The Atik Mustafa Pascha Mosque ( Turkish Atik Mustafa Paşa Camii , also Hazreti Cabir Camii ) is a former Byzantine church in Istanbul that was rededicated as a mosque during the Ottoman Empire .

location

A smaller side apse and the minaret

The mosque is located in the Çember Sokağı in the Ayvansaray district in the Fatih district of Istanbul within the Theodosian Wall and not far from the Golden Horn .

history

The attribution of the church is unclear. For a long time the church was considered to be the Saint Peter and Mark Church, but this could not be proven and the assignment is considered unlikely. The church is now referred to as Saint Thekla of the Blachernen Palace , but this assignment is also unlikely. In the middle of the 9th century AD, Princess Thekla , the eldest daughter of the Byzantine emperor Theophilus , enlarged a small chapel dedicated to St. Thekla and was east of the church of the Blachernen Palace. Other sources claim that Thekla is said to have added a bedchamber to the palace, which also contained a chapel. However, this was hardly possible without blocking the entrance to the Blachernen Church. More recent ideas also see the possibility that the church could have been dedicated to St. Elias.

In 1059 the Byzantine Emperor Isaac I built a larger church here to thank him for surviving a hunting accident. The church was known for its beauty, and Byzantine historian Anna Komnena reported that her mother Anna Dalassene often prayed here. After Constantinople was conquered by the Ottomans, the church was badly damaged in an earthquake in 1509 and the dome collapsed. The commander of the palace guard and later Grand Vizier Koca Mustafa Pascha had the damage repaired and converted the church into a mosque. Until the end of the 19th century, the mosque also had a hammam opposite the church. In 1692, Şatir Hasan Ağa built a fountain in front of the mosque.
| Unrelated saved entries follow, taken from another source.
PR #651, opened 2026-05-11
calendar/CreateEventDialog: clean date inputs + tooltip on disabled All-day

steve8708:
## Summary

- **CreateEventDialog**: drop the `pr-2 [&::-webkit-calendar-picker-indicator]:ml-1` class hack on the date inputs — was leftover from an earlier alignment fix that no longer matches the field shape. Plain `h-8 text-sm` matches the rest of the form.
- **All-day switch**: when the connected status is `timed-only` (some calendars don't support all-day events), the switch was just silently disabled with no explanation. Wrap it in a `Tooltip` that says "This calendar doesn't support all-day events" so users know why they can't toggle it.

Picked up off updates-305 (off latest main, which includes #650).

## Test plan

- [ ] CI green (Build, Lint, Test, Typecheck, Scaffold E2E, Guard, changeset)
- [ ] Manual: open Create Event dialog with a timed-only calendar selected → hover the disabled All-day toggle, see the tooltip


steve8708:
Re: [Builder bot review #4266520608](https://github.com/BuilderIO/agent-native/pull/651#pullrequestreview-4266520608) — all 3 issues fixed in follow-up PR #652 (the soak window had already passed by the time the review landed, so the fixes ship as a separate PR off the same merge):

- 🔴 **Catch-all path normalization (id ≠ path)** — `resolveCatchAllTarget` now prepends a leading slash when missing instead of silently rewriting to `/${appId}`, so an entry with `id: "forms", path: "my-forms"` correctly lands on `/my-forms`. New spec case `uses app.path when id !== path (not /${appId})`.
- 🔴 **`app.url` ignored** — explicit URL on the manifest entry now takes precedence over `app.path` (and empty/whitespace url falls back to path). New spec cases for both.
- 🟡 **Images settings sends users down disabled-Builder path** — added tiny `get-image-generation-config` action that surfaces `BUILDER_IMAGE_GENERATION_ENABLED`, and the new "Manage credentials" card hides the Connect button + shows an explanatory note when the flag is off.

PR #652, opened 2026-05-11
dispatch catch-all url+path resolver; images settings gating on BUILDER_IMAGE_GENERATION_ENABLED

steve8708:
## Summary

Addresses all 3 issues flagged by the Builder bot review on the previous PR: https://github.com/BuilderIO/agent-native/pull/651#pullrequestreview-4266520608.

- **🔴 `resolveCatchAllTarget` ignored `app.url`.** Workspaces can point at externally-hosted apps via an absolute URL on the manifest entry; the resolver was ignoring that field and falling through to the local path. `app.url` now takes precedence over `app.path`.
- **🔴 `resolveCatchAllTarget` silently rewrote `path: "my-forms"` to `/${appId}`.** When the manifest path didn't start with a slash, the previous code returned `/${appId}`, routing to the wrong app whenever an entry's mounted path differed from its id. Now the leading slash is just prepended, preserving the path. Spec coverage: 4 new cases (cross-id path, explicit url precedence, empty/whitespace url ignored, no-path-or-url fallback).
- **🟡 Images settings always offered Builder connect even when disabled.** `BUILDER_IMAGE_GENERATION_ENABLED=false` deployments reject Builder credentials in `generateWithManagedImageProvider`, so the new "Manage credentials" card was sending users down a Connect-Builder path that couldn't work. Added a tiny `get-image-generation-config` action that surfaces the server-side flag; the settings card now hides the Connect button and shows an explanatory note when the flag is off (matching what the onboarding plugin already does for the corresponding setup step).

## Test plan

- [ ] CI green (Build, Lint, Test, Typecheck, Scaffold E2E, Guard, changeset)
- [ ] `catch-all-target.spec.ts` 9/9 pass locally
- [ ] Manual: hit `/dispatch/forms` on a workspace where the manifest has `path: "my-forms"` → lands on `/my-forms`, not `/forms`
- [ ] Manual: hit `/dispatch/forms` on a workspace where the manifest has `url: "https://forms.example.com"` → bounces to that URL
- [ ] Manual: set `BUILDER_IMAGE_GENERATION_ENABLED=false` in images dev → Settings page hides the Connect Builder card and shows the explanatory note

### DIFF
--- a/.changeset/dispatch-catch-all-url-and-path-normalization.md
+++ b/.changeset/dispatch-catch-all-url-and-path-normalization.md
@@ -1,0 +1,10 @@
+---
+"@agent-native/dispatch": patch
+---
+
+Fix two bugs in `resolveCatchAllTarget` (the `/dispatch/<appId>` fallback resolver, used when no explicit dispatch route matches):
+
+- Honour `app.url` from the workspace manifest. Workspaces can point at externally-hosted apps via an absolute URL on the manifest entry; the resolver was ignoring that field and falling through to the local path. `app.url` now takes precedence over `app.path`.
+- Normalize `app.path` instead of silently rewriting to `/${appId}`. When the manifest path doesn't start with a slash (`path: "my-forms"`) the previous code returned `/${appId}`, which routed to the wrong app whenever an entry's mounted path differed from its id. Now the leading slash is just prepended, preserving the path.
+
+Both surfaced by the Builder PR-review bot on #651.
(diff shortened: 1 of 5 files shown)


steve8708:
Re: [Builder bot review #4266626136](https://github.com/BuilderIO/agent-native/pull/652#pullrequestreview-4266626136) — triaged in #653:

- 🟡 **`app.url` not validated** — real bug, fixed. `resolveCatchAllTarget` now uses `new URL()` + http(s) protocol check before letting `app.url` win over `app.path`. A bare hostname or `javascript:` value falls back to the path. 3 new spec cases.
- 🔴 **Path normalization is unreachable** — correct that today every `parseWorkspaceAppsManifest` call site rejects non-slash-prefixed paths, so the case is theoretical in prod. The normalization is a defensive no-op that keeps the resolver internally consistent at the type signature level (`path: string` allows any string) and would still do the right thing if a future loader bypasses the parser or the manifest shape changes. Leaving it + its spec case in place rather than removing.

The mosque was badly damaged again in a major fire in the Balat district in 1729, but was rebuilt a few years later. The building was damaged again in an earthquake in 1894 and the minaret was destroyed, then reopened for church services in 1906 with a new minaret. The last major renovation took place in 1922. On this occasion, a marble Christian inscription was uncovered and taken to the Istanbul Archaeological Museum . In the southern apse is the Makam-Türbe of Jabir ibn Abdullah al-Ansari , a companion of the Prophet Mohammed , who died in 678 during the first siege of Constantinople (674-678) . This is where the Turkish name Hazreti Cabir Camii (German: Mosque of Saint Jabir) comes from .

architecture

The exterior of the mosque
View into the central apse with mihrab

The rectangular building is 15 meters wide and 17.5 meters long and the church hall was built over the plan of a Greek cross . The cross-domed church had three polygonal apses on the southeast side and a narthex on the northwest side. Galleries are missing. The dome without a drum is Ottoman, although the supporting arches and pillars are of Byzantine origin. The side arms of the cross with pastophorion , prothesis and diakonicon are covered by barrel vaults and connected by arches. The north and south walls on the ground floor are each decorated with three arches, which have a window in the lower area, three windows above and another window at the end. The roof, cornice and wooden narthex are Ottoman. Today the mihrab sits in the large central apse . For this, a window on the first floor was bricked up and a new window was broken through.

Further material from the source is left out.